Google has thrown a bomb into the computing world.
It’s the Google Chromebook, a notebook computer that uses programs live from the Internet — not your hard drive — for you to run your computing world. Turn on your computer: You’re on the web.
Word processing, email, games, books, and streaming media to name a few: All are located on the Internet or, more fashionably, "the cloud" — whether you’re at home, at work or on the road. All your files are stored there.
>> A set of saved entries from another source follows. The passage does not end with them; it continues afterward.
PR #6976, opened 2018-03-11
Don't use String.new in the cron provider

tas50:
This is another Rubocop performance cop. Here's their description:

```
In Ruby 2.3 or later, use unary plus operator to unfreeze a string literal instead of String#dup and String.new. Unary plus operator is faster than String#dup.

Note: String.new (without operator) is not exactly the same as +''. These differ in encoding. String.new.encoding is always ASCII-8BIT. However, (+'').encoding is the same as script encoding(e.g. UTF-8). So, if you expect ASCII-8BIT encoding, disable this cop.
```

### DIFF
--- a/lib/chef/provider/cron.rb
+++ b/lib/chef/provider/cron.rb
@@ -95,8 +95,8 @@ class Chef
       end
 
       def action_create
-        crontab = String.new
-        newcron = String.new
+        crontab = +""
+        newcron = +""
         cron_found = false
 
         newcron = get_crontab_entry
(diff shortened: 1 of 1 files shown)


coderanger:
I don't think I like this, any perf impact has got to be so tiny as to be moot given the use case and I am overall not a fan of this kind of cryptic code.

coderanger:
Like why can't it just be `crontab = ""`? I don't think we need any dup behavior here.

PR #6983, opened 2018-03-14
Require Ruby 2.4+

tas50:
We're removed testing on 2.3 so at this point we wouldn't know if we
introduced some Ruby 2.4+ code.


lamont-granquist:
we had discussed before dropping supporting ruby-1 on chef-client

PR #7240, opened 2018-05-09
Remove unused route resource properties

tas50:
Add descriptions and remove unused properties.

### DIFF
--- a/lib/chef/provider/route.rb
+++ b/lib/chef/provider/route.rb
@@ -158,9 +158,9 @@ class Chef
       end
 
       def generate_config
-        conf = {}
         case node[:platform_family]
         when "rhel", "amazon", "fedora"
+          conf = {}
           # walk the collection
           run_context.resource_collection.each do |resource|
             next unless resource.is_a? Chef::Resource::Route
--- a/lib/chef/resource/route.rb
+++ b/lib/chef/resource/route.rb
@@ -48,7 +48,7 @@ class Chef
                description: "The network interface to which the route applies.",
                desired_state: false # Has a partial default in the provider of eth0.
 
-      property :route_type, Symbol,
+      property :route_type, [Symbol, String],
                description: "",
                equal_to: [:host, :net], default: :host, desired_state: false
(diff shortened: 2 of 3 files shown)


lib/chef/provider/route.rb
```diff
@@ -154,58 +154,57 @@ def action_delete
         end
 
         # for now we always write the file (ugly but its what it is)
-        generate_config
+        write_config
       end
 
-      def generate_config
+      def write_config
```
lamont-granquist: this could be "public API" if anyone subclasses.

lib/chef/provider/route.rb
```diff
@@ -154,58 +154,57 @@ def action_delete
...
+        return unless platform_family?("rhel", "fedora", "amazon")
+
         conf = {}
-        case node[:platform]
-        when "centos", "redhat", "fedora"
```
lamont-granquist: kind of like the case statement here better than the early return, its more indicative that this is where you'd need to add support for debian and other linuxes...

lib/chef/resource/route.rb
```diff
@@ -27,20 +27,26 @@ class Route < Chef::Resource
...
-      property :gateway, [String, nil]
-      property :device, [String, nil], desired_state: false # Has a partial default in the provider of eth0.
-      property :route_type, [:host, :net], default: :host, coerce: proc { |x| x.to_sym }, desired_state: false
-
-      # I can find no evidence of these properties actually being used by Chef. NK 2017-04-11
-      property :networking, [String, nil], desired_state: false
-      property :networking_ipv6, [String, nil], desired_state: false
-      property :hostname, [String, nil], desired_state: false
-      property :domainname, [String, nil], desired_state: false
-      property :domain, [String, nil], desired_state: false
```
thommay: These are all part of the `route` public API and can't be removed until chef 15

tas50: That's totally fine. This can wait till we branch off chef-14.

PR #7253, opened 2018-05-11
Add cron_d and cron_access resources

tas50:
cron_access (previously cron_manage) is a simple, but useful resource for accumulating access to cron.

cron_d when I surveyed users was a top 5 request to include in Chef. It seems to get very widely used by Linux users that like the .d pattern vs. the monolithic pattern of our existing cron resource. If people want to manage the whole file or individual snippets we'll give them the option, just as we've always done by having the core resource and this resource. Choices are a good thing here.


lamont-granquist:
appveyor hates you for some reason

lamont-granquist:
err no that's travis

lamont-granquist:
chefstyle hates you for some reason....

PR #7254, opened 2018-05-12
remote_directory: restore overwrite default

rmoriz:
### Description

`remote_directory` used to overwrite files by default. When converting to properties, the default was changed to false in PR #7204 probably unintentionally. This PR restores the default and also provides a test case.

### Check List

- [X] All tests pass


thommay:
Thanks so much @rmoriz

You can back up your files on your computer — it’s your choice — but if you have the Internet seconds away, anywhere you are, why would you want to?
Conceptually, the idea isn’t new. If you’ve worked at a company where your computer was a “dumb” terminal, with all programs and data stored on a central computer, you understand the metaphor. Even this “new” netbook concept — everything in the cloud — has been in development by Google for a few years.
What’s different this time, however, is the seriousness of the effort, and that Google, one of the Internet zaibatsus, is committed to supporting the idea long-range.
At Google I/O, the annual Google developers conference that concluded May 11 in San Francisco, the event’s second day was dedicated to improvements in Google’s Chrome Internet browser — now used by an estimated 18 percent of all Internet users according to the The New York Times.
Improvements in the browser enable it to do some fun things, such as allowing users to play the ubiquitous “Angry Birds" game directly in the browser, not as a downloaded app. (For those not familiar with Chrome, which is available now as a free download for any computer, the browser has its own dedicated app store similar to Apple’s extension store for its Safari Browser, add-ons for Firefox, and apps for Opera.)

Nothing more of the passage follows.